■ **Information shown**:
┄┄┄┄┄┄┄┄┄┄┄┄┄┄┄┄┄┄┄┄
PR #26543, opened 2021-10-16
In `invalidArg` example is better to use `nameof`

ghost:
Exactly [this example](https://docs.microsoft.com/en-us/dotnet/fsharp/whats-new/fsharp-50#support-for-nameof) was used in release notes for F# 5.0, but unfortunately was not updated in docs.


BillWagner (approved):
Thanks for making this update @dulanov 

I've reviewed the changes, and I'll :shipit: nnow.

PR #26553, opened 2021-10-18
Fix typo in rid-catalog.md

akoeplinger:
The RID version is 11.0 but the text mentioned 11.01


BillWagner (approved):
Thanks @akoeplinger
┄┄┄┄┄┄┄┄┄┄┄┄┄┄┄┄┄┄┄┄
■ **What is required**: Repeat every line of the data precisely.

■ **Exercise response**:
PR #26543, opened 2021-10-16
In `invalidArg` example is better to use `nameof`

ghost:
Exactly [this example](https://docs.microsoft.com/en-us/dotnet/fsharp/whats-new/fsharp-50#support-for-nameof) was used in release notes for F# 5.0, but unfortunately was not updated in docs.


BillWagner (approved):
Thanks for making this update @dulanov 

I've reviewed the changes, and I'll :shipit: nnow.

PR #26553, opened 2021-10-18
Fix typo in rid-catalog.md

akoeplinger:
The RID version is 11.0 but the text mentioned 11.01


BillWagner (approved):
Thanks @akoeplinger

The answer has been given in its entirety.